>>>

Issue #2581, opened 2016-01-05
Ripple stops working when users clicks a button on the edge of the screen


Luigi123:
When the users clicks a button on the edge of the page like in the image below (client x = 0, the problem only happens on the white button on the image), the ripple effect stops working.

<<<

Using the listing above, gather each line that holds the string "clicks" and copy it.

## EXERCISE OUTPUT
Ripple stops working when users clicks a button on the edge of the screen
When the users clicks a button on the edge of the page like in the image below (client x = 0, the problem only happens on the white button on the image), the ripple effect stops working.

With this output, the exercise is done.